Designing and implementing a pool allocator data structure for memory management in games

A Implementation of a Pool allocator data structure in C++ for memory management.

Mateus Gondim Lima, Blogger

July 20, 2018

11 Min Read
Game Developer logo in a gray background | Game Developer

 

This post was originally posted on my blog

In game programming, we are constantly creating objects at runtime, such as meshes, sprites, vectors, textures and so on. Since we usually can not know how many objects we are going to need at runtime, the necessary memory for those objects have to be allocated dynamically.

Dynamic memory allocation, also known as heap allocation, it’s typically done in C++ via malloc() and free(), or with C++’s global new and delete operators. The problem with using the operating system’s heap allocator to allocate and deallocate memory for the objects in our games, is that of performance. The operating system’s heap allocator is very slow, mainly for two reasons. First, a heap allocator is a general purpose facility, so it needs to accept allocations of any size. This requires a lot of management overhead, making malloc() and free() inherently slow. Second, most operating systems do a context-switch from user mode to kernel mode to execute a call to malloc() or free(). These context switches can be extraordinarily expensive. So, one thing is certain, doing a lot of heap allocations at runtime, especially within a loop, will definitely degrade the performance of the game.

This situation leave us with a problem, we need to dynamically allocate memory for all those objects and assets that are created at runtime, but the default heap allocators are extremely slow. What most game engines do, is to implement one or more custom allocators. A custom allocator can have better performance characteristics than the operating system’s heap allocator for two reasons. First, a custom allocator can preallocate a memory block to answer the requests, allowing it to run in user mode and completely avoid the cost to context-switch to kernel mode. The memory block itself can be allocated using malloc() or new, or declared as a global variable. Second, by designing the allocator to meet specific usage patterns, it can avoid the management overhead of a general purpose allocator, making it much more efficient.

Pool Allocator

One very common memory usage pattern in game programming, is the need to allocate lots of small blocks of memory of the same size. This happens, for example, when we need to create multiple objects of the same type, such as matrices, meshes, AABBs, particles and so on. For this type of allocation pattern, a pool allocator is often the best choice.

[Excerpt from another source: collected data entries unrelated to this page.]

PR #827, opened 2025-07-14
NetworkFeaturePkg: fix build failure

niruiyu:
When NETWORK_ENABLE is TRUE and NETWORK_ALLOW_HTTP_CONNECTIONS is TRUE,
 NetworkPkg/NetworkFixedPcds.dsc.inc specifies
 gEfiNetworkPkgTokenSpaceGuid.PcdAllowHttpConnections as TRUE.

But the PCD is set under [PcdsFixedAtBuild] section. The build.py will complain the following error:
Pcd (gEfiNetworkPkgTokenSpaceGuid.PcdAllowHttpConnections) defined in DSC is not declared in DEC files referenced
in INF files in FDF. Arch: ['IA32']

The commit fixes the failure by only setting the PCD in the [PcdsFixedAtBuild.$(DXE_ARCH)] section.

### DIFF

The way pool allocators work, is by preallocating a large memory block whose size is an exact multiple of the size of each element that will be allocated. For example, suppose we want a pool allocator for creating 3D vectors, its size would be an exact multiple of 12 bytes — that’s 3 elements per vector times four (for 32-bit floats) or eight bytes (for 64-bit floats) per element. Each element of the pool is added to a linked list of free elements; on initialization, this free list contains all the elements of the pool. When a allocation request is made, we simply take the first element of the free list, and return it. Likewise, when a element is freed, we simply store it back on the beginning of the list. Because both allocations and frees require only a few pointer manipulations, those operations have a complexity of O(1).

The linked list of free elements, can be a singly-linked list, that is, we only need to store a single pointer for each free element of the list. One way of doing this, would be to preallocate another memory block for those pointers, a block of size (sizeof(void*) * num_pool_elements) bytes. But a better solution is to realize that those elements on the free list are, by definition, free memory elements, so instead of preallocating another memory block, we can store the ‘next’ pointers of the free list on the pool’s elements that are not being used. This approach, which does not waste any memory, works as long as the pool_element_size >= sizeof(void*).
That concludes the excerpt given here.